Last year, for the premiere of this blog, I took Randy Seaver's Genea-Musings Saturday Night Genealogy Fun challenge, What's Your Ancestor Score?, resulting in the post My Ancestor Score. This year he has repeated the challenge in Your Ancestor Score for 2015, so I dusted off last year's spreadsheet and checked my pedigree chart to see how my score has improved.
The "score" is found by counting up the number of direct ancestors you have identified, as a percentage of the total possible number of direct ancestors through at least 10 generations (more for "extra credit"), starting with yourself as generation 1.

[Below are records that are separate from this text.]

PR #430, opened 2016-09-22
Registration v2 [SHARE-360]

leb2dg:
Jira: https://openscience.atlassian.net/browse/SHARE-360

### TODO
* add in adding direct sources via admin interface

### Changes
* add registration endpoint
* add registration model
* add registrations to the admin interface


api/views/registration.py
```diff
@@ -0,0 +1,52 @@
...
+                            "source_preferred_metadata_prefix": "(Optional)",
+                            "source_oai": false,
+                            "source_base_url": "(Optional)",
+                            "source_disallowed_sets": "(Optional)",
+                            "source_additional_info": "(Optional)"
+                        }
+
+        Success:       200 OK
+    """
+    permission_classes = [ReadOnlyOrTokenHasScopeOrIsAuthenticated, ]
```
chrisseto: I know this isn't quite consistent but could you use a tuple here rather than a list? Tuples are immutable and imply that the value should not be changed.

api/views/registration.py
```diff
@@ -0,0 +1,52 @@
...
+    serializer_class = RegistrationFormSerializer
+
+    def get_queryset(self):
+        return RegistrationForm.objects.all()
+
+    def create(self, request, *args, **kwargs):
+        serializer = RegistrationFormSerializer(data=request.data, context={'request': request})
+        if serializer.is_valid():
+            nm_instance = serializer.save()
+            return Response({'registration_id': nm_instance.id}, status=status.HTTP_202_ACCEPTED)
```
chrisseto: Successful create requests should return 201 (Created).
202s signify that your initial data was accepted but there is further processing to be done.

api/serializers.py
```diff
@@ -11,6 +11,16 @@ class Meta:
         fields = ('id', 'source', 'app_label', 'provider_doc_id', 'data', 'sha256', 'date_seen', 'date_harvested')
 
 
+class RegistrationFormSerializer(serializers.ModelSerializer):
+    submitted_at = serializers.DateTimeField(read_only=True)
```
chrisseto: Could you order these alphabetically?

share/admin.py
```diff
@@ -179,6 +180,17 @@ class AccessTokenAdmin(admin.ModelAdmin):
     list_display = ('token', 'user', 'scope')
 
 
+class RegistrationFormAdmin(admin.ModelAdmin):
+    list_display = ('status_', 'source_name', 'submitted_at', 'direct_source', 'submitted_by')
+
+    readonly_fields = ('submitted_at', 'submitted_by',)
+
+    list_filter = ['status', 'direct_source']
```
chrisseto: Tuple

share/admin.py
```diff
@@ -179,6 +180,17 @@ class AccessTokenAdmin(admin.ModelAdmin):
     list_display = ('token', 'user', 'scope')
 
 
+class RegistrationFormAdmin(admin.ModelAdmin):
+    list_display = ('status_', 'source_name', 'submitted_at', 'direct_source', 'submitted_by')
```
chrisseto: Alphabetical ordering, please

share/migrations/0044_auto_20160923_1704.py
```diff
@@ -0,0 +1,51 @@
...
+                ('source_documentation', models.TextField(blank=True, null=True)),
+                ('source_preferred_metadata_prefix', models.TextField(blank=True, null=True)),
+                ('source_oai', models.BooleanField(default=False)),
+                ('source_base_url', models.URLField(blank=True, null=True)),
+                ('source_disallowed_sets', models.TextField(blank=True, null=True)),
+                ('source_additional_info', models.TextField(blank=True, null=True)),
+                ('submitted_by', models.ForeignKey(on_delete=django.db.models.deletion.CASCADE, to=settings.AUTH_USER_MODEL)),
+            ],
+        ),
+        migrations.AlterField(
```
chrisseto: How did this sneak in?

share/models/registration.py
```diff
@@ -0,0 +1,41 @@
+from model_utils import Choices
+
+from django.conf import settings
+from django.db import models
+from django.utils.translation import ugettext as _
+
+
+class RegistrationForm(models.Model):
```
chrisseto: This is kind of a dumb thing, `RegistationForm` is a bit misleading as `Form`s are a thing in Django apps. Maybe just call it `ProviderRegistration` or `RegistrationRequest`? I'm open to anything that doesn't have `Form` in the name 🎱

api/serializers.py
```diff
@@ -11,6 +11,16 @@ class Meta:
         fields = ('id', 'source', 'app_label', 'provider_doc_id', 'data', 'sha256', 'date_seen', 'date_harvested')
 
 
+class ProviderRegistrationSerializer(serializers.ModelSerializer):
+    status = serializers.IntegerField(read_only=True)
```
chrisseto: There's a related comment in the frontend PR. Could you return this as the string variant?

share/models/registration.py
```diff
@@ -0,0 +1,41 @@
...
+
+    STATUS = Choices(
+        (0, 'pending', _('pending')),
+        (1, 'accepted', _('accepted')),
+        (2, 'implemented', _('implemented')),
+        (3, 'rejected', _('rejected'))
+    )
+
+    status = models.IntegerField(choices=STATUS, default=STATUS.pending)
+    submitted_at = models.DateTimeField(auto_now_add=True)
```
chrisseto: Could you make the default ordering descending on `submitted_at` and add a complementary index? The admin interface should then sort them on `submitted_at` by default.

share/models/registration.py
```diff
@@ -0,0 +1,41 @@
...
+    meta_rights = models.BooleanField(default=False)
+    meta_privacy = models.BooleanField(default=False)
+    meta_sharing = models.BooleanField(default=False)
+    meta_license = models.BooleanField(default=False)
+
+    direct_source = models.BooleanField(default=False)
+
+    source_name = models.TextField()
+    source_description = models.TextField()
+    source_rate_limit = models.TextField(blank=True, null=True)
```
chrisseto: When dealing with text fields [avoid using `null=True`](https://docs.djangoproject.com/en/1.10/ref/models/fields/#null) if possible.

leb2dg: What should be used instead? It's an optional field.

share/models/registration.py
```diff
@@ -0,0 +1,41 @@
...
+
+    meta_tos = models.BooleanField(default=False)
+    meta_rights = models.BooleanField(default=False)
+    meta_privacy = models.BooleanField(default=False)
+    meta_sharing = models.BooleanField(default=False)
+    meta_license = models.BooleanField(default=False)
+
+    direct_source = models.BooleanField(default=False)
+
+    source_name = models.TextField()
```
chrisseto: We should probably put maximum lengths on all the textfields here, just in case. They can be fairly generous but draw the line somewhere. 🚒

share/models/registration.py
chrisseto: Just `blank=True`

Here are my updated results:
I came up with the numbers by generating a 10-generation pedigree chart in Reunion, and counting up the number of boxes in each generation that had at least a first name in them. The chart shows the number of possible people and the number identified, in each generation and as running totals for all generations, and I calculated the percentage identified by generation and overall.
The research I did throughout the year for the "52 Ancestors in 52 Weeks" challenge paid off. No change in my great-great-great-grandparents – three of them still stubbornly refuse to show themselves – but each of the next six generations improved! The 4x great-grands are up 7 (from last year's 31); 5x up 8 (from 37); 6x almost doubled, up 20 (from 21); 7x up 16 (from 20); 8x up 13 (from 21); and 9x up 10 (from 16).
For the 10-generation benchmark I end up at 220 identified out of 1,023 total, or 21.5%, compared to last year's 169 (16.5%). That's 51 newly identified ancestors! Going back two more generations for extra credit, I identified an additional 23 new ancestors, yielding a score of 280 out of 4,095, or 6.8% (last year it was 206 or 5.0%).
Let's hope I can do at least as well in the coming year!